Dilemas da doação de órgãos

Enviada em 16/10/2018

Na 2º Guerra Mundial, médicos nazistas usavam judeus como cobaias nos campos de concentração para aprimorar técnicas cirúrgicas. Esses testes eram cruéis e custou várias vidas, no entanto, foi essencial para o avanço da medicina. Uma delas, o transplante de órgãos, enfrenta até hoje problemas para ser realizada devido questões morais, religiosas, entre outras. Além disso, o trabalho dos médicos se torna mais difícil diante das condições precárias dos hospitais. Ainda assim, nos últimos dez anos, o número de transplantes realizados aumentou 63,8% no Brasil.

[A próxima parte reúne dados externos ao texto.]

PR #49, opened 2026-05-13
feat(aten): native v2v cat / index_select / index_copy / repeat_interleave kernels

rebel-chanheo:
## Summary of Changes

Native v2v (device-to-device) RBLN kernels for the cat / index_select / index_copy / repeat_interleave family — outputs are built directly between RBLN tensors via `c10::rbln::memcpy_v2v`, replacing the CPU fallback. `aten::stack` inherits the cat path through `CompositeImplicitAutograd`. `index_copy_` / `index_copy` and `repeat_interleave.self_{int,Tensor}` inherit their respective paths through structured-delegate / composite dispatch.

All ops share a single engine (`at::native::rbln::strided_v2v_copy`) and a backend-API abstraction (`c10::rbln::V2VBatch`). When rebel exposes batched / strided `memcpy_v2v`, only V2VBatch internals change — kernels using the engine pick up the benefit without source edits.

### Per-op notes

**index_copy.** Two-phase: (1) initialise `out` with `self`'s contents via the engine, skipped when `out` aliases `self` (the in-place `index_copy_` dispatch); (2) for each consecutive index run, slice `source` and `out` along `dim` and hand the views to the engine.

**repeat_interleave.** Register the `.Tensor` primitive (the index-builder); the `.self_int` and `.self_Tensor` forms are CompositeImplicitAutograd upstream and decompose into `.Tensor` + `index_select`, so the whole composite chain runs without a host round-trip of `self`.

### File layout

Op kernels live in files that mirror their upstream `aten/src/ATen/native/` location:

```
RBLNTensorShape.{h,cpp}              ← TensorShape.cpp        (cat, stack via composite)
RBLNTensorAdvancedIndexing.{h,cpp}   ← TensorAdvancedIndexing.cpp (index_select, index_copy)
RBLNRepeat.{h,cpp}                   ← Repeat.cpp             (repeat_interleave)
RBLNStridedV2V.{h,cpp}               ← (RBLN-only) strided copy engine
RBLNIndexUtils.h                     ← (RBLN-only) host index helpers shared by indexing ops
c10/rbln/RBLNV2VBatch.{h,cpp}        ← (RBLN-only) backend-API abstraction
```

New ops in the same upstream files should land in the same RBLN file (e.g. future `index_add` / `gather` go in `RBLNTensorAdvancedIndexing.cpp`).

### Opinfo conformance fixes (cat / index_select / stack)

0-D `self` for `index_select`, run-coalescing gated on stride-at-axis (was reading padding NaN from non-contig `self`), non-contig `out` staging with the canonical resize `UserWarning`.

### Always-v2v `RBLNCopy.cpp` (attempted, reverted)

A copy-side always-v2v refactor was attempted alongside this work and **reverted**: per-call `rbln_memcpy_v2v` overhead times outer-iteration count K dominates the saved PCIe round-trip for transpose / permute / inner-dim broadcast / column-slice patterns. `RBLNCopy.cpp` continues using the existing host staging path until rebel exposes batched / strided primitives.

---

## Related Issues / Tickets

* Resolves #

---

## Type of Change

- [ ] `fix` — Bug fix

---

## Affected Modules

- [ ] Backend
- [ ] Device
- [x] Ops/Kernels
- [ ] `torch.compile`
- [ ] Memory
- [ ] Build/Tools
- [ ] Docs

---

## How to Test

```bash
pytest test/python/test_copy_v2v.py \
       test/python/test_cat_index_select_v2v.py \
       test/python/test_index_copy_v2v.py \
       test/python/test_repeat_interleave_v2v.py
pytest test/ops/test_ops.py -k 'cat or index_select or index_copy or repeat_interleave or stack'
build/bin/test_cpp_RBLNV2VBatchTest
```

Expected: all green. The v2v suites cover engine semantics, the four kernels, and stride / broadcast / aliasing / 0-D / 0-numel / in-place edge cases. The opinfo run confirms conformance. The C++ test exercises the V2VBatch contract directly.

---

## Checklist


aten/src/ATen/native/rbln/RBLNCat.cpp
```diff
@@ -0,0 +1,253 @@
+#include <ATen/native/rbln/RBLNCat.h>
```
rebel-clee: The new files break the `RBLN<UpstreamFile>` mirroring convention the rest of this directory follows:

| RBLN file                       | upstream PyTorch file                             |
|---------------------------------|---------------------------------------------------|
| `RBLNCPUFallback.cpp`           | `aten/src/ATen/native/CPUFallback.cpp`            |
| `RBLNCopy.cpp`                  | `aten/src/ATen/native/Copy.cpp`                   |
| `RBLNResize.cpp`                | `aten/src/ATen/native/Resize.cpp`                 |
| `RBLNTensorFactories.cpp`       | `aten/src/ATen/native/TensorFactories.cpp`        |
| `RBLNCat.cpp` (this PR)         | `aten/src/ATen/native/TensorShape.cpp`            |
| `RBLNIndexSelect.cpp` (this PR) | `aten/src/ATen/native/TensorAdvancedIndexing.cpp` |

CUDA / MPS / XPU backends do the same upstream-mirror (`cuda/TensorShape.cu`, `cuda/Indexing.cu`, `mps/Shape.mm`). Renaming to `RBLNTensorShape.{cpp,h}` and `RBLNTensorAdvancedIndexing.{cpp,h}` gets two follow-on wins:

  - `stack` / `chunk` / `unbind` / `split` / `narrow` land naturally in `RBLNTensorShape.cpp` when they get native kernels; same shape for `index_add` / `index_put` / `gather` in `RBLNTensorAdvancedIndexing.cpp`. Single-op files become a proliferation problem.
  - `git grep "::cat"` against upstream lands a reader in `TensorShape.cpp`, and the RBLN-side file matches at a glance.

Could we rename these before merge? Doing it now saves follow-up PRs from either stacking new ops on the wrong-shaped file or paying a churn-rename cost later.

rebel-chanheo: Good point. I have taken it into account.

test/python/test_cat_index_select_v2v.py
```diff
@@ -0,0 +1,641 @@
+# Owner(s): ["module: PrivateUse1"]
```
rebel-clee: For consistency with the rest of `test/rbln/`, could we bring the four new files under `test/python/` in line with `docs/TEST_GUIDE.md`? The guide's Minimal Test Template is what every existing `test/rbln/*` file follows, and the four new files diverge from it in the same five spots:

  - marker: no `@pytest.mark.test_set_ci`. Per the CI/CD Integration section, CI runs `pytest -m "test_set_ci"`, so the 360+ cases here — the v2v-specific stride, non-contig, and in-place scenarios that have no other coverage — are never selected;
  - location: the guide places RBLN-side tests under `test/rbln/`; `test/python/` is new and unused by any existing test;
  - structure: the Minimal Test Template uses `class TestXxx(TestCase)` + `instantiate_device_type_tests(..., only_for="privateuse1")` + `run_tests()`, whereas these files use free pytest functions + `pytest.main()`;
  - env: `test/utils_v2v.py` collects the env-var setup in one place, but `os.environ.setdefault` still bypasses the `enable_deploy_mode` / `enable_eager_malloc` fixtures the guide documents in its Global Fixtures table — those use `monkeypatch.setenv` and revert per test, so env changes don't carry over between tests;
  - duplication: `test/rbln/test_registered_ops.py` already has a `test_cat` method, and the new files add overlapping coverage. Folding them into the existing file (or one consolidated file in `test/rbln/`) lines them up with the established convention.

Following the Minimal Test Template wholesale closes all of these in one go and keeps the new ops consistent with the rest of `test/rbln/`.

aten/src/ATen/native/rbln/RBLNStridedV2V.cpp
```diff
@@ -0,0 +1,114 @@
...
+      inner_block_bytes,
+      c10::IntArrayRef(outer_sizes_vec),
+      c10::IntArrayRef(src_byte_strides),
+      c10::IntArrayRef(dst_byte_strides));
+}
+
+void strided_v2v_copy(const at::Tensor& dst, const at::Tensor& src) {
+  c10::rbln::V2VBatch batch;
+  strided_v2v_copy(dst, src, batch);
+  // batch.submit() runs on destructor.
```
rebel-seungchul: I think the current "RAII flush by default, explicit `submit()` optional" model should be flipped to **"explicit 
  `submit()` required on the success path, destructor is a leak-prevention safety net only."** A few concrete reasons:

  ### 1. The destructor can throw — the header already admits this is a hazard

  From `RBLNV2VBatch.h`:

  > The destructor's submit is best-effort and will RBLN_CHECK-fail loudly if the backend rejects a queued op — call submit() explicitly if you need to handle errors outside of 
  destruction.

  If `RBLN_CHECK` is throw-based (TORCH_CHECK family), a backend rejection during stack unwinding turns into `std::terminate`. The implementation comment ("same hazard pattern as any 
  RAII flush") understates this — `std::fstream::~fstream()` swallows errors precisely to avoid this footgun, and that guard isn't present here.

  ### 2. Flush is tied to object lifetime, not to control flow

  ```cpp
  c10::rbln::V2VBatch batch;
  // ... enqueue ...
  return out;   // ← actual v2v happens here
  ```

  - Locals are destroyed in reverse construction order. If anyone later introduces a staging tensor after batch, the staging buffer is destroyed first — and if it's the source of a
  queued copy, we get a use-after-free. The current call sites are accidentally safe (sources are caller-owned self/out), but the API doesn't enforce that invariant for future
  refactors.
  - Any synchronous memcpy_v2h / synchronize() issued before batch goes out of scope races against the un-submitted queue. This is a very hard bug to spot at the call site.

### 3. Every call site repeats // batch.submit() runs on destructor.

  RBLNStridedV2V.cpp:105, RBLNTensorAdvancedIndexing.cpp:101, RBLNTensorShape.cpp:178 — nearly every user of V2VBatch annotates the implicit behavior. The whole point of RAII is "you
  don't have to think about it." If callers consistently need to comment the implicit flush, the abstraction is leaking and an explicit submit() would be clearer.

### 4. Errors collapse onto the closing brace

  With explicit submit(), a backend rejection points at the submission line and the preceding enqueues are obvious context. With destructor submit, the throw fires at function exit —
  callers see "this function blew up on return" with no local hint of which copy was the offender.

### Suggested shape

  Keep the destructor as a safety net (so an early return/throw doesn't leak), but never do throwing work in it, and require callers to submit() on the success path:
  ```cpp
  ~V2VBatch() {
    if (impl_ && !impl_->pending.empty()) {
      // Reaching the destructor with pending entries on a normal path is a bug.
      // Don't throw — we may be unwinding, and terminate() here would mask the
      // real error. Log loudly so it's caught in dev.
      if (std::uncaught_exceptions() == 0) {
        RBLN_LOG_WARN(
            "V2VBatch destroyed with {} pending entries — missing submit()",
            impl_->pending.size());
      }
      // Intentionally do NOT call submit() here: no throwing work in dtor.
    }
  }
  ```
  Call sites become:

  ```cpp
  c10::rbln::V2VBatch batch;
  for (...) strided_v2v_copy(dst, src, batch);
  batch.submit();   // copies are observable as complete after this line
  return out;
  ```

test/python/test_cat_index_select_v2v.py
rebel-chanheo: Thanks — all five addressed (markers, location, structure, fixture-based env, dedup).

aten/src/ATen/native/rbln/RBLNStridedV2V.cpp
rebel-chanheo: Agreed on all four. so i modified to explicit submit() on success path, dtor is warn-only and never issues backend calls.

test/rbln/test_cat_index_select_v2v.py
```diff
@@ -0,0 +1,550 @@
+# Owner(s): ["module: PrivateUse1"]
+
+"""Tests for the C++ v2v-based cat / index_select kernels.
```
rebel-jinhwan, line 3: Here, do we have regression tests that prevent v2h/h2v fallbacks and catch-up rsd issues?

rebel-chanheo: We can't honestly guard this from `test/rbln/`. The runtime's internal h2v/v2h happens below the PyTorch dispatcher, so it's invisible to op-level counters or `TorchDispatchMode`.
I understand that tests for this are already properly implemented in the rebel-compiler's unit tests, so I believe your concerns can be sufficiently addressed.

rebel-seungchul (approved):
LGTM

rebel-clee (approved):
LGTM

PR #50, opened 2026-05-13
fix(test): add to empty_cache before run unit-test

rebel-chanheo:
## Summary of Changes

  Adds an autouse pytest fixture (`reset_caching_allocator` in `test/conftest.py`) that calls
  `torch_rbln.memory.empty_cache(...)` for every visible RBLN device before each test, mirroring the existing
  `reset_dynamo` fixture. Without this, freed small blocks from prior tests accumulate in the caching allocator
  and fragment the pool, causing later tests (notably the model suite on `dev`) to fail when allocating large
  contiguous blocks.

  Provides a per-test opt-out via the `no_caching_allocator_reset` marker (registered in `pyproject.toml`) for
  any test that needs the allocator state preserved across the autouse boundary.

  ---

  ## Related Issues / Tickets

  * Resolves #

  ---

  ## Type of Change

  - [x] `fix` — Bug fix

  ---

  ## Affected Modules

  - [x] Build/Tools

  ---

  ## How to Test

  1. Run any subset of the suite under DEBUG logging to see the reset fire once per test, for every visible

Em primeira análise, a doação de órgãos por conta de morte cerebral é a mais recorrente. Contudo, para que essa seja efetuada existem burocracias e regras, além da dificuldade de conseguir a permissão da família do doador. Acontece que, cerca de 47% das famílias recusam a doação, ou seja, quase metade dos órgãos são desperdiçados. Isso ocorre porque a perda de um ente não é de fácil aceitação, e decidir-se sobre doar ou não envolve muita responsabilidade. Ademais, algumas religiões - exemplo, os Testemunhas de Jeová - são totalmente contra esse procedimento, dessa maneira, famílias devotas se recusam a aceitar o transplante e os médicos são obrigados a acatar essa decisão.

Em segunda análise, tempo é algo crucial quando fale-se em transplantes, e as atitudes cabíveis devem ser tomadas o mais rápido. Como se não bastasse a corrida contra o tempo, o Brasil hoje dispõe de um número reduzido de médicos, e cirurgias desse porte requerem uma quantidade rigorosa de profissionais, não só médicos mas também enfermeiros, anestesistas, entre outros. Outro recurso escasso são os aparelhos e utensílios cirúrgicos. Esses produtos chegam cada vez em menor quantidade nos hospitais e isso torna o trabalho dos poucos profissionais ainda mais difícil, bem como põem em risco a vida do paciente.

Sob esse viés, medidas são necessárias para resolver esses impasses e aumentar a eficiência e o número de transplantes realizados. Diante disso, a mídia deve intervir com campanhas de incentivo a doação de órgãos. Elas devem apresentar histórias reais de pessoas que puderam salvar outras vidas,  para sensibilizar a população que dessa forma se torna mais suscetível a doar. Concomitantemente, o Governo junto ao Ministério da Saúde, devem direcionar verbas para o abastecimento de utensílios e aparelhos cirúrgicos que não chegam em quantidade necessária nos hospitais. Isso só será possível se houver uma fiscalização atuante no direcionamento dessas verbas, que exitem, mas em sua maioria são desviadas.